There is no shortage of federal issues impacting electricity markets as well. The EPA will be the focus of many of these ongoing debates. In September, the EPA issued new standards to regulate carbon from new power plants. President Obama directed the EPA to issue rules on emissions from existing sources, including power plants, by June 2014, and to finalize the new standards by June 2015. There continues to be a wide range of speculation on what approach EPA will take with respect to existing sources. We will just have to wait and see what actions are taken by the EPA.

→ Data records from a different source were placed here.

PR #1394, opened 2023-01-19
Switch pruning test to probabilities.

dellaert:
@varunagrawal because this was merged after the split, we also need to merge in release/4.2


dellaert:
Actually, does not need a review - will just merge.

PR #1395, opened 2023-01-19
Switch to version 4.3a0 and to c++17.

dellaert:
- patched CMakeLists.txt to Switch to version 4.3a0 and to c++17.
- added docs to that effect.


CMakeLists.txt
```diff
@@ -6,11 +6,13 @@ if(NOT DEFINED CMAKE_MACOSX_RPATH)
   set(CMAKE_MACOSX_RPATH 0)
 endif()
 
+set(CMAKE_CXX_STANDARD 17)
```
ProfFan, line 9: Commented in another PR

jlblancoc: cc: https://github.com/borglab/gtsam/pull/1392#discussion_r1081969554

cmake/GtsamBuildTypes.cmake
```diff
@@ -138,16 +138,22 @@ else()
...
 
-# Enable C++11:
+# Enable C++17:
 if (NOT CMAKE_VERSION VERSION_LESS 3.8)
-    set(GTSAM_COMPILE_FEATURES_PUBLIC "cxx_std_11" CACHE STRING "CMake compile features property for all gtsam targets.")
+    set(GTSAM_COMPILE_FEATURES_PUBLIC "cxx_std_17" CACHE STRING "CMake compile features property for all gtsam targets.")
     # See: https://cmake.org/cmake/help/latest/prop_tgt/CXX_EXTENSIONS.html
-    # This is to enable -std=c++11 instead of -std=g++11
+    # TODO(dellaert): is following line still needed or was that only for c++11?
     set(CMAKE_CXX_EXTENSIONS OFF)
```
jlblancoc, line 146: Yes, it's better to keep it to make compilation not to depend on compiler-specific features... so it's less likely that it builds ok on gcc and not on clang or the other way around.

cmake/GtsamBuildTypes.cmake
```diff
@@ -138,16 +138,22 @@ else()
...
+      # NOTE(jlblanco): seems to be required in addition to the cxx_std_17 above?
+      # TODO(dellaert): is this the right syntax below?
+      list_append_cache(GTSAM_COMPILE_OPTIONS_PUBLIC /std:c++latest)
+    endif()
 else()
   # Old cmake versions:
   if (NOT MSVC)
-    list_append_cache(GTSAM_COMPILE_OPTIONS_PUBLIC $<$<COMPILE_LANGUAGE:CXX>:-std=c++11>)
+    # TODO(dellaert): I just changed 11 to 17 below, hopefully that works
+    list_append_cache(GTSAM_COMPILE_OPTIONS_PUBLIC $<$<COMPILE_LANGUAGE:CXX>:-std=c++17>)
```
jlblancoc, line 156: That will only be active on old distros with old cmake versions, but in principle yes, it's ok. 
Anyhow, the whole test matrix passes, so it looks good enough for the most common OS/compiler versions! 👍

jlblancoc (approved):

Another issue that received considerable coverage in the fourth quarter was the cross-state air pollution rule, commonly referred to as the Transport Rule. This rule addresses certain upwind states whose emissions impact downwind states air quality standards. In August 2012, a DC Circuit Court struck down the Transport Rule on various grounds. The legal issues are complex and the DC Circuit Court’s ruling was appealed to the United States Supreme Court. On December 10th , the Supreme Court heard oral arguments in the case. Most commentators felt that the oral argument went very well for the EPA. Only eight justices heard the case (Justice Alito recused himself) and the EPA will need 5 votes to overturn the District Court’s ruling. A decision from the court is expected in June. Texas is one of the upwind states challenging the EPA rules. A favorable ruling from the Supreme Court will put additional pressure on existing coal fired generators in Texas and other upwind states.
As you can see, there is much to watch in 2014. We will do our best to keep you informed of continued changes and developments as the deregulated energy market continues to evolve.